→ **Instructions for the task**
Go through the data and retrieve each line that includes the string "issues".

(Dataset entries)
----

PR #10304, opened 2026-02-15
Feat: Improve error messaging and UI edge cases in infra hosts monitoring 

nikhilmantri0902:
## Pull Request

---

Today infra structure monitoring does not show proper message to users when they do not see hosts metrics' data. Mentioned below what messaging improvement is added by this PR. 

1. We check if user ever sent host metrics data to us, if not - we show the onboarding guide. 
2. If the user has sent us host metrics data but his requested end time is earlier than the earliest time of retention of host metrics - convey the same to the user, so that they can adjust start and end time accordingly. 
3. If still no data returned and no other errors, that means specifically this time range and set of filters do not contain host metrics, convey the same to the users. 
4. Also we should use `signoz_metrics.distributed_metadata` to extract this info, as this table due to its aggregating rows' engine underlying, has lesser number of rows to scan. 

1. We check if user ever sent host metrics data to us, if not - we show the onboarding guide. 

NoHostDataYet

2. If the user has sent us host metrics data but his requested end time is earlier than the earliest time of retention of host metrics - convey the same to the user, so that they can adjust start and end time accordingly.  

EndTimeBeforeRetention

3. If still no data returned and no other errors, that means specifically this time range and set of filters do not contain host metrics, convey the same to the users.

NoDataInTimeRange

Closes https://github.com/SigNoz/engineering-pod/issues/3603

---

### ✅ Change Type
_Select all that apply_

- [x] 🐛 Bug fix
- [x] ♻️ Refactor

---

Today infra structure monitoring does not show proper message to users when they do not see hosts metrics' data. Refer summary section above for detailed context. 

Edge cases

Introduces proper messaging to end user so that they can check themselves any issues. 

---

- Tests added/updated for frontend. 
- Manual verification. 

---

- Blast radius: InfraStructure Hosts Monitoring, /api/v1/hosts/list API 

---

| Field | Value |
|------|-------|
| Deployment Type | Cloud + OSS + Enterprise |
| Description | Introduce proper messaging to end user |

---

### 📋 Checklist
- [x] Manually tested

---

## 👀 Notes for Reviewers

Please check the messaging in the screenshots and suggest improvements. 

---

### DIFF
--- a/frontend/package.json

----

→ **Task result**
Closes https://github.com/SigNoz/engineering-pod/issues/3603
Introduces proper messaging to end user so that they can check themselves any issues. 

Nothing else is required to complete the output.